Beam-tracing and profile evolution for localised beams in inhomogeneous plasmas

TL;DR

This paper develops a comprehensive beam-tracing method for localized beams in inhomogeneous plasmas, revealing how beam profiles evolve and differ from prior assumptions, with implications for plasma diagnostics.

Contribution

It introduces a PDE-based framework for beam profile evolution in inhomogeneous plasmas and provides exact solutions showing mode superpositions during propagation.

Findings

Hermite modes evolve into superpositions in inhomogeneous plasmas

The method generalizes Gaussian beam-tracing to arbitrary profiles

Exact expressions for beam profiles during propagation are derived

Abstract

We derive the beam tracing and profile evolution for the propagation of any localised beam with arbitrary profile through an inhomogeneous cold plasma. We recover standard Gaussian beam-tracing, with an additional PDE describing the evolution of the beam's profile as it propagates through the plasma.
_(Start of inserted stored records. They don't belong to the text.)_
PR #1022, opened 2022-03-09
[RUN-2130] Feat/sysdig healthcheck

ivanstanev:

### What this does

Introduce periodic logging healthcheck.
This helps us to better understand the status of the snyk-monitor, for example, whether accessing the Sysdig integration is possible.


src/data-scraper/index.ts
```diff
@@ -7,23 +7,59 @@ import { IRuntimeImagesResponse } from '../transmitter/types';
...
+    headers: {
+      authorization: header,
+    },
+    timeout: 10_000,
+  };
+
+  const limit: number = 1;
+  const cursor: string = '';
+  const { response } = await retryRequest(
+    'get',
```
dkontorovskyy, line 45: If Sysdig supports HEAD requests, we can try that, but this is nit 🤗

ivanstanev: After discussing it, the current approach seems to be the recommended one

src/data-scraper/index.ts
```diff
@@ -7,23 +7,59 @@ import { IRuntimeImagesResponse } from '../transmitter/types';
...
+const httpsAgent = new HttpsAgent({
+  keepAlive: true,
+  // We agreed with Sysdig to skip TLS certificates validation for HTTPS connection.
+  rejectUnauthorized: false,
+});
+
+function getSysdigUrl(): string {
+  const base: string = config.SYSDIG_ENDPOINT;
+  const url: string = base + '/v1/runtimeimages';
+  return url;
```
kat1906, line 19: nit: you could interpolate like is done for auth header?

src/data-scraper/index.ts
```diff
@@ -7,23 +7,59 @@ import { IRuntimeImagesResponse } from '../transmitter/types';
...
+
+function getSysdigAuthHeader(): string {
+  return `Bearer ${config.SYSDIG_TOKEN}`;
+}
+
 function isSuccessStatusCode(statusCode: number | undefined): boolean {
   return statusCode !== undefined && statusCode >= 200 && statusCode < 300;
 }
 
+/** NOTE: This function can throw, so the caller should handle errors. */
```
kat1906, line 30: nit: do we have to throw?

src/data-scraper/index.ts
```diff
@@ -7,23 +7,59 @@ import { IRuntimeImagesResponse } from '../transmitter/types';
...
+  const limit: number = 1;
+  const cursor: string = '';
+  const { response } = await retryRequest(
+    'get',
+    `${url}?limit=${limit}&cursor=${cursor}`,
+    {},
+    reqOptions,
+  );
+  if (!isSuccessStatusCode(response.statusCode)) {
+    throw new Error(`${response.statusCode} ${response.statusMessage}`);
```
minsiyang, line 51: Should we add logging to this error, so we know what is happening?

minsiyang: never mind, just saw that it was logging in the healthcheck.ts.

src/index.ts
```diff
@@ -69,20 +86,6 @@ setImmediate(async function setUpAndMonitor(): Promise<void> {
...
-          { error },
-          'an error occurred while scraping runtime data',
-        );
-      }
-    }, interval).unref();
-  } else {
-    logger.info({}, 'Sysdig integration not detected');
-  }
+  await setupSysdigIntegration();
+  await setupHealthCheck();
```
minsiyang, line 90: Should the healtherCheck be set up inside the `setupSysdigIntegration`?

ivanstanev: I wanted to make it a bit more generic, so it's not only about Sysdig but also about other factors in the future!

src/data-scraper/index.ts
ivanstanev: Not necessary, but I would like the healthcheck to log if we detect an exception (the throwing is not only because of us, but also it could be the HTTP client returning a network error like ECONNRESET)

kat1906 (approved):

minsiyang (approved):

We then solve for generic families of solutions to the PDE using ladder operators, which can be chosen to reduce to Gauss-Hermite beams in homogeneous media. We importantly obtain an exact expression for the resulting beam profile, demonstrating that Hermite modes will generally evolve into a superposition of different modes during propagation through inhomogeneous plasmas, contrary to prior work on the subject. Importantly, this approach facilitates future analysis of the diagnostic signal received from arbitrary beams.